Instruction for the entries that follow: retype exactly the lines from the line with "jg18, line 527: Do" to the line with "Goober5000: Ah, I", both included, and omit all others.
** Data excerpts follows **
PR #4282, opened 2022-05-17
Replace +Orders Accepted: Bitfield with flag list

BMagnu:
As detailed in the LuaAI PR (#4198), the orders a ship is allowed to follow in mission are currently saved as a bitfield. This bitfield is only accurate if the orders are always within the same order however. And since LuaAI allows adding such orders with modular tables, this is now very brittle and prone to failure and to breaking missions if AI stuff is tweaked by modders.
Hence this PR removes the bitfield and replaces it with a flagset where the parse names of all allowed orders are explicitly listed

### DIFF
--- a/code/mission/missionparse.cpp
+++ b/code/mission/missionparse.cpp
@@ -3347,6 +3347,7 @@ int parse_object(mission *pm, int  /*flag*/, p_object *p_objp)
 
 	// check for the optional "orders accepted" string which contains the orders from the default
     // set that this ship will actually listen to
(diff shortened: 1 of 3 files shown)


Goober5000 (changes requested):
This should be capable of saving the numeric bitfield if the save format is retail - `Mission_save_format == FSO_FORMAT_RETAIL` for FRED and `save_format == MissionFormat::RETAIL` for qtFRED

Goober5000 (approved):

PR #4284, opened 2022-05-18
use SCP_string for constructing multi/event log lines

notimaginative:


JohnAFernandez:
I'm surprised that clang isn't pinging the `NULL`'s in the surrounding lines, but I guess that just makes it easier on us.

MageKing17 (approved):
** End of Data excerpts **
** Data excerpts follows **
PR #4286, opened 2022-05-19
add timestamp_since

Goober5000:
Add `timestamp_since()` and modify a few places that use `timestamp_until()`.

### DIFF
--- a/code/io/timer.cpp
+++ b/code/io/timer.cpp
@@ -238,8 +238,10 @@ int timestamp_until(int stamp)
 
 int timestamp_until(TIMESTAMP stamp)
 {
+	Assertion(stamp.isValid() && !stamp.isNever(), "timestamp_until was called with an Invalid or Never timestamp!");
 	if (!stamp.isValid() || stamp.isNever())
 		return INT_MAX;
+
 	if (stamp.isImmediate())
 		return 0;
** End of Data excerpts **
** Data excerpts follows **
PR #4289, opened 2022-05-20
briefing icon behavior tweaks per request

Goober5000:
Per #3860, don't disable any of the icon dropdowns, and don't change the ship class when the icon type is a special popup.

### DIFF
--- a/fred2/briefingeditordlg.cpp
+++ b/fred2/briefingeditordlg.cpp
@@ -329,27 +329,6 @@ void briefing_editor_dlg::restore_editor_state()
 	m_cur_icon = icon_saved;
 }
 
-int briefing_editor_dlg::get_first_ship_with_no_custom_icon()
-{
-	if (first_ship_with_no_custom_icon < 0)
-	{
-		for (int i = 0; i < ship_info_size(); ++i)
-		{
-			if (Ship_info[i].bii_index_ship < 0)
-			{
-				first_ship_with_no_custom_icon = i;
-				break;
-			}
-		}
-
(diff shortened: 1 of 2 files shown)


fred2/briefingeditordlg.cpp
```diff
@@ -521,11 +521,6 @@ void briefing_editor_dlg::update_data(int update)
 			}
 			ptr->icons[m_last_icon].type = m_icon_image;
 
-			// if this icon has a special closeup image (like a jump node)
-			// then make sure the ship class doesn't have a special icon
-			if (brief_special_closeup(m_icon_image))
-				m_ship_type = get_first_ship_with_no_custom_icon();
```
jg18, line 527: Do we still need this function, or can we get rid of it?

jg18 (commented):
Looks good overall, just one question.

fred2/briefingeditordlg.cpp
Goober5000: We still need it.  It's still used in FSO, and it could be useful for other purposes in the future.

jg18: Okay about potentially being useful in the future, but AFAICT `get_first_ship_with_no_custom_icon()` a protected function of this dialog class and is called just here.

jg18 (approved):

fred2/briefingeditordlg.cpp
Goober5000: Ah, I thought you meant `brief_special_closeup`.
** End of Data excerpts **
**Exercise answer:**
jg18, line 527: Do we still need this function, or can we get rid of it?

jg18 (commented):
Looks good overall, just one question.

fred2/briefingeditordlg.cpp
Goober5000: We still need it.  It's still used in FSO, and it could be useful for other purposes in the future.

jg18: Okay about potentially being useful in the future, but AFAICT `get_first_ship_with_no_custom_icon()` a protected function of this dialog class and is called just here.

jg18 (approved):

fred2/briefingeditordlg.cpp
Goober5000: Ah, I thought you meant `brief_special_closeup`.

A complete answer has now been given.